On Saturday morning, Sofia meets with chime of all its churches the 125th anniversary of liberation from the Ottoman yoke during the 1877-78 Russo-Turkish war. A thanksgiving liturgy will be held in the Holy Week church in memory of the Russian soldiers who died for Bulgaria's liberation. Bulgarian Patriarch Maxim is expected to attend the liturgy.
Wreaths will be laid to the Tomb of the Unknown Soldier and to the memorials of Russian soldiers which were erected as a sign of gratitude to Russia for Bulgaria's liberation from the Ottoman dominance. Flowers will also be laid to the bronze monument of Russian Emperor Alexander II. A concert will be held at Sofia's Military Club.
Late in the evening, Sofia's sky will be illuminated by fireworks in honour of those who liberated Bulgaria.

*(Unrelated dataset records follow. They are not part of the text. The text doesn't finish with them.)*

PR #1107, opened 2018-07-19
[PLAYER-3645] Switching video quality panel to new component/styles

jpfranco:
The video quality panel will now use the same component as the playback speed panel in order for them to have the same behavior and styles.

Most of the CSS classes used for the video quality panel were replaced with more generic equivalents and are no longer needed, but I kept the actual classes and html structure for backward compatibility. The only exception to this is the "Auto Quality" button, which no longer looks different from the other options and thus doesn't need a special class. 

**Note:** I will include unit tests in a future PR


aeng7:
LGTM

pilievOoyala:
LGTM

PR #1108, opened 2018-07-20
Feat/player 3621 change param value for MultiAudio

KseniiaSokolovaEpam:
Value of use Roving Tabindex for Multi Audio Component was changed for enable possibility to use TAB.

Unit tests are not necessary.


aeng7:
LGTM

PR #1109, opened 2018-07-20
[PLAYER-3645] Allowing UI to react to API speed changes

jpfranco:
These updates allow handling the case in which playback speed is set via API to a value that is not one of the predefined values. The UI will now update and include the new value in the list.

Note: Unit tests are still pending, will add in a future PR.


dallen42:
@jp do we need any unit tests for this?

jpfranco:
@dallen42 oh sorry, I forgot to mention. The unit tests for the whole playback speed feature are still pending. I will add these in a future PR

aeng7:
LGTM

PR #1111, opened 2018-07-31
Player 4041

aeng7:
-fixed an issue where an ad resumes playback immediately after a clickthrough
-cleaned up usage of plugins elements in html5skin-test.js

### DIFF
--- a/js/controller.js
+++ b/js/controller.js
@@ -1644,6 +1644,9 @@ OO.plugin('Html5Skin', function(OO, _, $, W) {
         }.bind(this)
       );
 
+      //PLAYER-4041: It seems like 'click' events started when a div's pointerEvents is initially 'none' but is changed to
+      //'auto' prior to the 'click' event ending will trigger 'click' event listeners on Android. We'll instead listen to
+      //'touchend' and 'touchcancel' on Android.
       if (OO.isAndroid) {
         this.state.pluginsClickElement.on('touchend touchcancel', this.resumePlaybackAfterClickthrough.bind(this));
       } else {
--- a/js/controller.js
+++ b/js/controller.js
@@ -1643,12 +1643,13 @@ OO.plugin('Html5Skin', function(OO, _, $, W) {
           this.hideControlBar();
         }.bind(this)
       );
-      this.state.pluginsClickElement.click(
-        function() {
-          this.state.pluginsClickElement.removeClass('oo-showing');
-          this.mb.publish(OO.EVENTS.PLAY);
-        }.bind(this)
-      );
+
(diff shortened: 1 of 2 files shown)


js/controller.js
```diff
@@ -1643,12 +1643,16 @@ OO.plugin('Html5Skin', function(OO, _, $, W) {
...
-          this.state.pluginsClickElement.removeClass('oo-showing');
-          this.mb.publish(OO.EVENTS.PLAY);
-        }.bind(this)
-      );
+
+      //PLAYER-4041: It seems like 'click' events started when a div's pointerEvents is initially 'none' but is changed to
+      //'auto' prior to the 'click' event ending will trigger 'click' event listeners on Android. We'll instead listen to
+      //'touchend' and 'touchcancel' on Android.
+      if (OO.isAndroid) {
+        this.state.pluginsClickElement.on('touchend touchcancel', this.resumePlaybackAfterClickthrough.bind(this));
```
knooyala: Should touchcancel handle this operation? May be user changed his mind and don't want to perform action?

aeng7: I think the touchcancel event implementation is browser specific:

https://developer.mozilla.org/en-US/docs/Web/Events/touchcancel

Including touchcancel was more of a fallback in case the end user triggers the event instead of touchend. If triggered, the video will just unpause.

tests/html5skin-test.js
```diff
@@ -126,6 +111,7 @@ describe('Controller', function() {
 
   describe('Closed Captions', function() {
     beforeEach(function() {
+      controller.createPluginElements();
```
jpfranco: Not super important, but I think it might be simpler if we added this to the global `beforeEach` at the controller level instead of to each individual test group

jpfranco:
Oops, Peter was already revewing

tests/html5skin-test.js
aeng7: There are some tests that require ```createPluginElements``` to be called after some setup, like https://github.com/ooyala/html5-skin/pull/1111/files#diff-63a4cbb7eb24c1dc5f84f0a7439d0d34R1245 the 'Show player controls over ads' tests.

jpfranco: Ok, got it

js/controller.js
aeng7: @knooyala I'd like to get this merged so QA can test it. Let me know what you think, thanks!

aeng7: @knooyala we're going to merge this to get QA started. Let me know if you have any concerns and we'll continue discussion

PR #1112, opened 2018-07-31
Bugfix/player 3750 - restore original position of video 360 after ads played

knooyala:
before: after ads plaing video orientation resets to initial position
after: controller save position and restore it after ads was played
test: added

+ merged with master branch => some other code lines was affected


js/controller.js
```diff
@@ -1299,6 +1324,24 @@ OO.plugin('Html5Skin', function(OO, _, $, W) {
...
       this.renderSkin();
+
+      // restore video360 pos by deviceOrientation changes (only for mobile devices)
+      // It's uses after video 360 was moved by device motion, after ads playback
+      if(this.state.deviceOrientation.allow) {
+        var orientationType = Utils.getOrientationType();
+        var params = [0, 0, 0];
+
+        params[0] = this.state.deviceOrientation.alpha;
+        params[2] = orientationType === 'landscape-primary' ?
```
KseniiaSokolovaEpam: What happens if the orientation is "landscape-secondary"?

js/controller.js
```diff
@@ -2389,7 +2431,7 @@ OO.plugin('Html5Skin', function(OO, _, $, W) {
 
       // validate language is available before update and save
       if (language && availableLanguages && _.contains(availableLanguages.languages, language)) {
-        this.state.closedCaptionOptions.language =
+        this.state.closedCaptionOptions.language =
```
KseniiaSokolovaEpam: Remove extra space

knooyala: \+

js/controller.js
knooyala: it's another position; in this case axises are changes by places

js/controller.js
```diff
@@ -498,6 +503,26 @@ OO.plugin('Html5Skin', function(OO, _, $, W) {
         }
         this.checkDeviceOrientation = false;
       }
+
+      // for Ads
+       
+      // mobile device detected
+      this.state.deviceOrientation.allow = true;
+      // current position of device
+      if(!this.state.deviceOrientation.freeze) {
```
jpfranco: Can we add spaces between `if(`? Same comment for occurrences below.

js/controller.js
```diff
@@ -1299,6 +1324,24 @@ OO.plugin('Html5Skin', function(OO, _, $, W) {
       // In case ad was skipped or errored while stalled
       this.setBufferingState(false);
       this.renderSkin();
+
+      // restore video360 pos by deviceOrientation changes (only for mobile devices)
+      // It's uses after video 360 was moved by device motion, after ads playback
+      if(this.state.deviceOrientation.allow) {
```
jpfranco: Could we move this to a separate function? Something like `restoreDeviceOrientation()`. There's a lot of logic in this handler already, so it's a bit hard to reason about the flow

js/controller.js
jpfranco: Can we add this value to constants.js?

js/controller.js
```diff
@@ -1299,6 +1324,24 @@ OO.plugin('Html5Skin', function(OO, _, $, W) {
...
+        var params = [0, 0, 0];
+
+        params[0] = this.state.deviceOrientation.alpha;
+        params[2] = orientationType === 'landscape-primary' ? 
+          this.state.deviceOrientation.beta : 
+          this.state.deviceOrientation.gamma;
+
+        // To apply there need a time gap
+        setTimeout(function() {
+          this.onTouchMove(params);
```
jpfranco: Could we separate this logic from the `touchmove` event? In general I think it's better not to call event handlers manually since some other part of the code might be expecting these to be triggered by actual DOM event

tests/html5skin-test.js
```diff
@@ -307,6 +307,31 @@ describe('Controller', function() {
       expect(stopBufferingTimerSpy.callCount).toBe(8);
       expect(controller.state.bufferingTimer).toBeFalsy();
     });
+
+    it('should ads played, device was moved - video should continue to play in last orientation', function() {
```
jpfranco: Can we move this to a more appropriate section? This seems to be on the `Buffering state` tests, which are unrelated

pilievOoyala:
LGTM aside from the other questions

jpfranco:
Also forgot to mention, I think html5-common was removed in a recent PR. Was it re-added by accident or is it needed again?

js/controller.js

In the winter of 1878, Russian troops commanded by Iosif Gurko passed through the Balkan Mts. and liberated Sofia after a sanguinary fight with Turkish units under the command of Shukri-Pasha. On January 4th, Kuban Cossacks threw the Turkish banner from the governor's house on the ground. According to historians, Russian troops were met with music and flowers. At that time, Sofia's residents decided to make this day in January an annual popular holiday. In the course of time and changing regimes, this decision was forgotten, but Sofia's municipality has revived the tradition.